Ordinanza contingibile e urgente: legittimo l’ordine al privato anche senza accertamento definitivo della proprietà del muro (TAR Calabria n. 1529 del 03.08.2026)
Principi di diritto (Massima)
Il potere sindacale di ordinanza contingibile e urgente ex art. 54 T.U.E.L. è esercitabile quando sussista una situazione di pericolo grave per l’incolumità pubblica che, per la sua eccezionalità, non possa essere fronteggiata con i rimedi ordinari. Il requisito dell’urgenza sussiste anche se la situazione di pericolo si protrae da lungo tempo, purché l’aggravamento renda l’intervento non ulteriormente rinviabile. L’ordinanza prescinde dall’accertamento definitivo della proprietà del bene e delle cause che hanno generato il pericolo, essendo sufficiente una verifica minima e di immediata realizzazione in base alla situazione di fatto, fermo il limite di non porre incombenze a soggetti del tutto estranei al pericolo. L’ordine di esecuzione dei lavori al privato lascia impregiudicata la questione dell’accollo economico dei costi, estranea alla funzione del provvedimento.
Il Fatto
Il ricorrente, proprietario di un’abitazione in un comprensorio insistente su un muro di contenimento in stato di marcato dissesto, impugnava l’ordinanza contingibile e urgente con cui il Sindaco gli aveva intimato, insieme ad altri proprietari, di eseguire opere di regimentazione delle acque meteoriche e di alleggerimento dei carichi sul muro, nonché di procedere al definitivo ripristino delle condizioni di sicurezza per la parte di proprietà privata. Il ricorrente deduceva la carenza dei presupposti di necessità e urgenza, il difetto di istruttoria e di motivazione, la violazione delle garanzie partecipative e contestava l’attribuzione della proprietà del muro ai privati, ritenendolo di proprietà comunale in quanto funzionale alla protezione della strada.

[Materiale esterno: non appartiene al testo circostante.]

PR #1880, opened 2026-06-17
TS-3952: Add a staff-only Django Admin link to the nav

Oksamies:
The backend already returns is_staff on the current-user payload, but zod
stripped it before the UI saw it. Carry is_staff through the user type and
both user schemas (optional + default false so cached sessions still parse),
the empty-user literal, and the fake user. Then render an "Admin" link to
/djangoadmin/ in the desktop dropdown and mobile user menu, gated on
user.is_staff — mirroring the legacy Django nav.

### DIFF
--- a/apps/cyberstorm-remix/app/commonComponents/Navigation/Navigation.tsx
+++ b/apps/cyberstorm-remix/app/commonComponents/Navigation/Navigation.tsx
@@ -7,6 +7,7 @@ import {
   faGamepad,
   faLongArrowLeft,
   faUpload,
+  faUserShield,
   faUsers,
 } from "@fortawesome/free-solid-svg-icons";
 import {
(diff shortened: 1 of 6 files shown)


Oksamies:
* **#1881** <a href="https://app.graphite.com/github/pr/thunderstore-io/thunderstore-ui/1881?utm_source=stack-comment-icon" target="_blank">Graphite</a>
* **#1880** <a href="https://app.graphite.com/github/pr/thunderstore-io/thunderstore-ui/1880?utm_source=stack-comment-icon" target="_blank">Graphite</a> 👈 <a href="https://app.graphite.com/github/pr/thunderstore-io/thunderstore-ui/1880?utm_source=stack-comment-view-in-graphite" target="_blank">(View in Graphite)</a>
* `master`


<h2></h2>

Oksamies (commented):
Generally this is good 👍 But as noted by one copilot comment, we need to ensure that the changes don't cause errors in case the backend is updated after this PR is put into production. I'd recommend ensuring compatibility and leaving a comment for the removal of the "old" code when it's confirmed that the backend no longer uses to old fields/logic.

Edit: Comment is out-dated

VilppeRiskidev (approved):

PR #1881, opened 2026-06-17
WIP: TS-3946: Add Nimbus moderation review-queue page + bulk controls

Oksamies:
Build the /moderation/review-queue/packages page on top of the new Cyberstorm
moderation API (TS-3946 backend):
- thunderstore-api: fetchModerationReviewQueue + moderationReviewQueueBulkAction.
- A route + page listing packages awaiting review (icon, package, community,
  colour-coded review status), gated to logged-in users; non-moderators get a
  clear message (the API returns 403). Each row is selectable, with a status
  dropdown (approve / reject / unreviewed / keep in review queue) + Apply that
  calls the bulk endpoint and revalidates.
- A "Review queue" nav entry (desktop + mobile) for staff/global moderators,
  via a new ModerationReviewQueue link id.


Oksamies:
* **#1881** <a href="https://app.graphite.com/github/pr/thunderstore-io/thunderstore-ui/1881?utm_source=stack-comment-icon" target="_blank">Graphite</a> 👈 <a href="https://app.graphite.com/github/pr/thunderstore-io/thunderstore-ui/1881?utm_source=stack-comment-view-in-graphite" target="_blank">(View in Graphite)</a>
* **#1880** <a href="https://app.graphite.com/github/pr/thunderstore-io/thunderstore-ui/1880?utm_source=stack-comment-icon" target="_blank">Graphite</a>
* `master`


<h2></h2>

apps/cyberstorm-remix/app/commonComponents/Navigation/Navigation.tsx
```diff
@@ -537,6 +538,22 @@ export function DesktopUserDropdown(props: {
           </NewLink>
         </NewDropDownItem>
       )}
+      {/* Moderation review queue, staff/global moderators (TS-3946). Community
```
Oksamies: Does `is_staff` include community moderators. This element should be available for community moderators (and above in permissions), not only global admins.

apps/cyberstorm-remix/app/commonComponents/Navigation/Navigation.tsx
```diff
@@ -537,6 +538,22 @@ export function DesktopUserDropdown(props: {
...
+          moderators reach it directly; the page/API enforce real permissions. */}
+      {user.is_staff ? (
+        <NewDropDownItem asChild>
+          <NewLink
```
Oksamies, line 546: Instead of linking to the review queue, we should have a "Moderation" page, which then have sub routes for the different moderation tools/topics. As there are no designs for this, try to keep the layout and visuals similar to other pages designs.

Now a important note that; sub-route does not mean the sub-routes should be in <Outlet>s. Basically just child paths. Kind of like with communities -> community.

apps/cyberstorm-remix/app/commonComponents/Navigation/Navigation.tsx
```diff
@@ -658,6 +675,19 @@ export function MobileUserMenu(props: {
         </section>
         <div className="mobile-navigation__divider" />
         <section>
+          {/* Moderation review queue, staff/global moderators (TS-3946). */}
+          {user.is_staff ? (
```
Oksamies: Same as the comment above, the /moderation route should be available for community moderators (and above) in permissions.

apps/cyberstorm-remix/app/moderation/reviewQueuePackages.tsx
```diff
@@ -0,0 +1,267 @@
...
+                checked={allSelected}
+                onChange={toggleAll}
+                aria-label="Select all"
+              />
+              <span />
+              <span>Package</span>
+              <span>Community</span>
+              <span>Status</span>
+            </div>
+            {results.map((item) => (
```
Oksamies: Instead of mapping all results in the same list, I'd recommend having a collapsible list for each status. That way the moderator can easily check the statuses they want.

apps/cyberstorm-remix/app/moderation/reviewQueuePackages.tsx
```diff
@@ -0,0 +1,267 @@
...
+      setApplying(false);
+    }
+  }
+
+  return (
+    <Page>
+      <PageHeader headingLevel="1" headingSize="2">
+        Package review queue
+      </PageHeader>
+
```
Oksamies: There should be searching and filtering of the results. The backend also needs to account for this. (e.g. we want the same capabilities as with searching for packages in the community route)

Oksamies (commented):
Let's adjust the spec a bit here. We should aim for similar usability as with PackageSearch. There needs to be a /moderation/ or /m/ route, where this "review" is a child route of.

There needs to be some consideration on the layout and implementation as we might later on add reviewing other entities like comments. This means that the /m/review page needs to probably have sub-path of "p". So "/m/review/p" or "/moderation/review/package".

Then there should also be a way to open the singular package that is for review, in a modal in the page. As the package might have internal comments or other critical information. The reason we shouldn't force users to open the normal package page is that, we want to nicely separate the moderation features from the main publicly available pages. (separation of concerns/implementation)

This needs quite a bit more work and thought so better do that before merge.

Also please keep in mind that the backend implementation needs to match the frontend and be secure. (e.g. no caching)

Oksamies:
Implementation and specs out of date, features included in this will be done as part of a bigger feature addition.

La Motivazione della Corte
Il TAR Calabria ha ricostruito i presupposti dell’ordinanza extra ordinem, richiamando la giurisprudenza costante secondo cui la situazione di pericolo può protrarsi a lungo senza cagionare il danno, senza che ciò impedisca l’esercizio del potere nel momento in cui l’aggravamento rende l’intervento non più rinviabile. La contingibilità deve intendersi come attualità o imminenza di un fatto eccezionale, ma l’ordinanza è legittima anche quando il pericolo consiste in una ragionevole probabilità di danno se non si interviene prontamente.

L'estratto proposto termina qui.